# hey guys quick question



## Guest (Nov 22, 2007)

im really looking for a pair of snowboard pants not too baggy but not to tight that would be really warm...i have the hardest time up on the lifts when my ass is freezing and when my pants are seeping water through them YIKES!!! i just want a really warm pair of snowboard pants, any suggestions!!!???


----------



## alaric (Aug 28, 2007)

Look into Sessions and 686. IMO, two of the best outerwear brands out there


----------



## PaoloSmythe (Aug 19, 2007)

what is your thigh diameter and inside leg measurement.......

with respect...it is one thing to ask, 'what length board should i get?' but this is getting rekonkulous!

just go to the shop and try em on. 

as for the soggy bum.... well check the numbers on the clothes..... 

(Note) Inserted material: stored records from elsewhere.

PR #4016, opened 2023-10-26
[feature] #3900: `fetch_size` query parameter

### LINKED ISSUE #3900: Server-side cursor `fetch_size` per query
After merge of #3468 we have enabled cursor based pagination for queries. We've also added a way to define the `fetch_size` in `config.json`. The request made recently was that we provide a way to define this parameter forevery  query request.

Arjentix:
### Linked issue

- `fetch_size` is no more a configuration parameter but a query parameter. Clients have to send it as a query parameter.
- Added integration test

- Closes #3900 

### Benefits

- Clients can configure how big batches they want

### Checklist

- [x] (optional) I've written ~~unit tests~~ integration test for the code changes


data_model/src/query/mod.rs
```diff
@@ -40,6 +41,50 @@ pub mod cursor;
 pub mod pagination;
 pub mod sorting;
 
+const FETCH_SIZE: &str = "fetch_size";
+
+/// Default value for `fetch_size` parameter in queries.
+#[cfg(feature = "std")]
+pub static DEFAULT_FETCH_SIZE: once_cell::sync::Lazy<NonZeroU32> =
```
Erigara, line 48: Maybe instead of `once_cell` we can use [small function](https://play.rust-lang.org/?version=stable&mode=debug&edition=2021&gist=31efe0ae459721e7df303b92fc7f997c) with a little bit of unsafe? Safety is checked at compile time.

Upside is that it can be used in `std` and `no_std` environment without problem and require lesser amount of code.

Erigara (commented):
Imo we should limit maximum size of `fetch_size`.

data_model/src/query/mod.rs
Arjentix: Nice idea, will do!

Arjentix:
> Imo we should limit maximum size of fetch_size.

But how? Using another config parameter?

data_model/src/query/mod.rs
Arjentix: I think just in-place `unsafe` block would be fine here as well, check out new code, please

Erigara:
> But how? Using another config parameter?

Or hardcode, however we can leave this as is for now.

Erigara (approved):

client/src/client.rs
```diff
@@ -247,6 +247,15 @@ pub struct ResultSet<T> {
...
 
+impl<T> ResultSet<T> {
+    /// Get the length of the batch returned by Iroha.
+    ///
+    /// This is controlled by `fetch_size` parameter of the query.
+    pub fn batch_len(&self) -> usize {
+        self.iter.len()
+    }
+}
+
```
mversic, line 258:
```suggestion
```

I don't think we need this. The one place you use it, you could have just collected into a vec

data_model/src/query/mod.rs
```diff
@@ -40,6 +41,28 @@ pub mod cursor;
 pub mod pagination;
 pub mod sorting;
 
+const FETCH_SIZE: &str = "fetch_size";
+
+/// Default value for `fetch_size` parameter in queries.
+// SAFETY: `100` is greater than `0`
+#[allow(unsafe_code)]
+pub const DEFAULT_FETCH_SIZE: NonZeroU32 = unsafe { NonZeroU32::new_unchecked(100) };
```
mversic, line 49:
```suggestion
pub const DEFAULT_FETCH_SIZE: NonZeroU32 = unsafe { NonZeroU32::new_unchecked(10) };
```

in JDBC most drivers use `10`

mversic (changes requested):

0x009922 (changes requested):
Merging **only** after a PR to update [Torii Endpoints](https://hyperledger.github.io/iroha-2-docs/api/torii-endpoints.html) page is created.

client/src/client.rs
Arjentix: No, I can't, because it will collect all batches implicitly

Arjentix:
>>> Imo we should limit maximum size of fetch_size.
>>
>> But how? Using another config parameter?
>
> Or hardcode, however we can leave this as is for now.

@mversic , what do you think about that?

Arjentix:
> Merging only after a PR to update [Torii Endpoints](https://hyperledger.github.io/iroha-2-docs/api/torii-endpoints.html) page is created.

@0x009922 , is it `iroha2-docs` repo?

mversic:
> > > > Imo we should limit maximum size of fetch_size.
> > > 
> > > 
> > > But how? Using another config parameter?
> > 
> > 
> > Or hardcode, however we can leave this as is for now.
> 
> @mversic , what do you think about that?

I think it's ok to just hardcode

0x009922:
> > Merging only after a PR to update [Torii Endpoints](https://hyperledger.github.io/iroha-2-docs/api/torii-endpoints.html) page is created.
> 
> @0x009922 , is it `iroha2-docs` repo?

@Arjentix, yes. At the bottom of the page you might find "Edit this page on GitHub" link for convenience.

Arjentix:
@0x009922 , created https://github.com/hyperledger/iroha-2-docs/pull/425

mversic (approved):

mversic:
> > > > > Imo we should limit maximum size of fetch_size.
> > > > 
> > > > 
> > > > But how? Using another config parameter?
> > > 
> > > 
> > > Or hardcode, however we can leave this as is for now.
> > 
> > 
> > @mversic , what do you think about that?
> 
> I think it's ok to just hardcode

I would like to backport this into RC20. But in the backport we have to leave in the config intact since removing it would break backwards compatibility

Arjentix:
> I would like to backport this into RC20. But in the backport we have to leave in the config intact since removing it would break backwards compatibility

Ok, will do in separate PR

Arjentix:
@mversic , I tried and turns out this PR uses a lot from #3958 which is not merged into stable.

Also this seems to be a feature, while AFAIK only bug-fix backports make sence

Arjentix:
@mversic , I tried and turns out this PR uses a lot from #3958 which is not merged into stable.

Also this seems to be a feature, while AFAIK only bug-fix backports make sence

mversic:
> Also this seems to be a feature, while AFAIK only bug-fix backports make sence

ideally, only bugfixes would be backported. However, this feature was requested by Orillion. 
Nvm, if not possible

Erigara (dismissed):

Erigara (approved):

mversic (approved):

you suffer either sweaty buttocks, or simply you are one of those lame-o wannabe sliders who spends most of their time sat in the middle of piste, so you can wind up the skiers! :cheeky:


----------



## Flick Montana (Jul 9, 2007)

Given the vast amount of snowboarding pants available, I can't say any is better than another, but I can say that I own some Quicksilver pants and they keep me warm and dry.


----------



## mitsikitty (May 8, 2018)

Gortex or similar is your friend. 😉


----------



## Manicmouse (Apr 7, 2014)

Ah 2007, a classic year for dry but warm outerwear.


----------